In other words, a function which is constant for some window, and zero everywhere else. However, I quickly realized this was not an allowed possibility for the function $f$, because it is the result of a Fourier transform which takes on negative values,

$g_{1} \left ( \omega \right ) = \frac{\sin \left ( a \omega \right )}{\omega }$

(up to some possible factors of $2 \pi$ I admit I'm being lazy about).

What I'm now trying to understand is to what extent I can quantify the notion of "flatness" of a function, and whether or not this is forbidden by being the Fourier transform of a positive function. For example, the function

$f_{1} \left ( t \right ) = \left \{ \begin{matrix} \left (1 + \exp[t - T] \right )^{-1}, & t > 0 \\ \\ \left (1 + \exp[-t - T] \right )^{-1}, & t < 0 \end{matrix} \right.$

has a characteristic "bell shape." Near t = 0, it looks very "flat" for large values of T, having a broad plateau for small times, before later decaying exponentially to zero. For large values of T, the corresponding Fourier transform attains negative values. However, for small values of T, the curve decays more quickly, and intuitively appears much less "flat." There is a crossover value of T at which the Fourier transform appears to never be negative. I've concocted many, many other examples of functions (which I can elaborate on if need be) which seem to associate my intuitive sense of "flatness" with the necessary presence of negative values in the Fourier transform. I've tried to think of various ways to quantify this flatness (such as putting bounds on certain derivatives), but none of the metrics I've thought of seem to be sufficient.

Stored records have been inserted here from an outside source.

PR #1387, opened 2026-07-09
fix: make Shiny app launch from an installed package (pak)

### LINKED ISSUE #1378: Bug(s): 1) pak installation issue, 2) Half life plots not appearing in Slope Selector when dataset key variables contain "_" (can't transform a dataset with NA or "" in names)
### Description
I'm testing the manual terminal-phase point selection feature in the aNCA Shiny app and am seeing behavior suggesting manual point selections are not being reflected in the reported half-life results.

### To reproduce
1.	Launch the aNCA Shiny application ( aNCA::run_app() ).
2.	Upload a custom dataset, mapped through the Data tab
3.	Open the NCA tab, navigate to the Setup section in the main panel, and then select the Slope Selector and select the plot for the desired subject.
4.	Double-click a terminal-phase point to include/exclude it from the regression.
5.	click **Run NCA**.
6.	Check the Slopes Results table for that subject

### Expected behaviour
- The selected point should be visually highlighted (as it is with the internal example dataset, where double-clicking highlights the point in red).
- Half-life, λz, and adjusted R² should be recalculated using the manually selected terminal-phase points.
- LAMZMTD should indicate that a manual selection was used (rather than continuing to report "Best Slope").

**Actual behavior**
- With the internal example dataset: Double-clicking a point highlights it in red, and the displayed half-life updates as expected.
- With my own dataset (and several other sample datasets): Double-clicking a point does not highlight it in red, and the half-life, λz, and regression results do not change. Additionally, after rerunning the analysis the LAMZMTD continues to report "Best Slope" instead of reflecting a manual point selection.
- This behavior is reproducible across multiple subjects and datasets.

**Environment**
- R 4.4.3
- RStudio: 2026.06.0
- OS: Windows
- aNCA version: 0.1.0

**Screenshots**

[Attach: slope selector plot showing HL λz = 3.99 hr, R²adj = 0.715, before/after click; Slopes Results table showing LAMZMTD = "Best Slope"]

Image

Gero1999:
## Issue

Closes #1378

## Description

Two bugs prevented `aNCA::run_app()` from launching when aNCA is installed via `pak`/CRAN (e.g. `pak::pak("pharmaverse/aNCA")`). Both are masked during development because `devtools::load_all()` makes all internal functions available and loads a source checkout, so they never surface locally or in CI.

**Bug A — internal functions unreachable after install.**
The Shiny app (`inst/shiny/`) is `source()`d into the global environment after `require(aNCA)`, which only puts *exported* functions on the search path. Several non-exported functions were called by bare name, so after a real `R CMD INSTALL` the app failed with `could not find function` (e.g. `resolve_param_labels`, `extract_time_dup_keys`). These calls are now namespace-qualified with `aNCA:::` so they resolve in an installed package. Qualifying also makes the calls robust against a same-named function being defined elsewhere in the sourced app code.

**Bug B — logo crashed the app on startup.**
`app.R` registered the logo via `addResourcePath("logos", system.file("man/figures", package = "aNCA"))`. `man/figures/` is excluded from the build (`.Rbuildignore`), so in an installed package `system.file()` returned `""` and `addResourcePath()` errored at startup. The logo is now shipped in `inst/shiny/www/images/` (installed and auto-served at the web root) and referenced as `images/aNCA_logo.png`; the fragile resource-path registration is removed.

## Definition of Done

- `aNCA::run_app()` launches from an installed package without `could not find function` errors.
- The app no longer crashes on startup due to the logo resource path.
- All internal helper calls in `inst/shiny/` resolve against the package namespace.

## How to test

Install from the branch and launch the app (this exercises the installed-package path that `load_all()` hides):

```r
pak::pak("pharmaverse/aNCA@1378-bug/installed-app-internal-functions")
aNCA::run_app()
```

The app should open, display the logo, and navigate the Data / NCA tabs without `could not find function` errors.

## Contributor checklist
- [x] New logic is documented

## Notes to reviewer

- **Approach for Bug A:** internal helpers are kept internal and qualified with `aNCA:::` rather than exported, to avoid growing the public API surface (several are dot-prefixed private helpers). This follows the existing `aNCA:::` pattern already present in the app.
- **NAMESPACE / `man/` are intentionally untouched** — no functions were exported.
- **R was not available in the authoring environment**, so `devtools::test()`, `lintr::lint_package()`, and a real install/launch were **not** run here. Static checks were done (all 14 helpers confirmed defined in `R/`, brace/paren balance, no lines >100 chars). Please run tests + lint and verify the installed-app launch before merging.
- **CI gap:** the test suite runs via `load_all()`, which cannot catch this class of bug. A smoke test that installs the package and launches the app (e.g. `shinytest2` against the installed package) would catch both issues — happy to add as a follow-up if wanted.
- Version bumped `0.1.0.9182` → `0.1.0.9183`; NEWS entry added under Bug Fixes.


vedhav (approved):
Works great! One small thing I suggest changing is to remove the duplicate `‎aNCA_logo.png‎` from man and replace the README with `‎inst/shiny/www/images/aNCA_logo.png‎` instead of `man/figures/aNCA_logo.png` that way we don't store duplicate logo files.

For the future: It's a pesky bug and we don't have tests to catch such bugs in the future. We should probably add a test where we test the app in aNCA environment.

daviesmeg (approved):

Shaakon35 (approved):
good

Gero1999:
> Works great! One small thing I suggest changing is to remove the duplicate `‎aNCA_logo.png‎` from man and replace the README with `‎inst/shiny/www/images/aNCA_logo.png‎` instead of `man/figures/aNCA_logo.png` that way we don't store duplicate logo files.
> 
> For the future: It's a pesky bug and we don't have tests to catch such bugs in the future. We should probably add a test where we test the app in aNCA environment.

making a test would solve everything, although I am not sure I can make a dynamic one that works. I tried with a naive strategy on installing+run_app() but I am a bit lost https://github.com/pharmaverse/aNCA/pull/1412

I will keep trying, otherwise I may build a static test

As far as I can tell from fiddling around in Mathematica, $f$ is allowed to decay very quickly, and is also allowed to oscillate very wildly, but staying somewhat stationary is not allowed. More subtle examples involve the fact that $\exp[-t^{2}]$ is allowed, while $\exp[-t^{4}]$, which has a little bit more of a flat "depression" at $t=0$, is not.

Intuitively, I understand what's happening - the Fourier transform of a constant leads to a sinc function, and to the extent that a function "looks flat," its transform will "look like a sinc function," and attain negative values. It would be nice, however, to have some sort of quantitative result that involves these ideas I'm talking about. I've done some reading on auto-correlation functions and characteristic functions (since $g$ could be interpreted as a probability measure), but I haven't yet run across anything like this.

Anyways, sorry for the super long post, and thanks in advance for your help!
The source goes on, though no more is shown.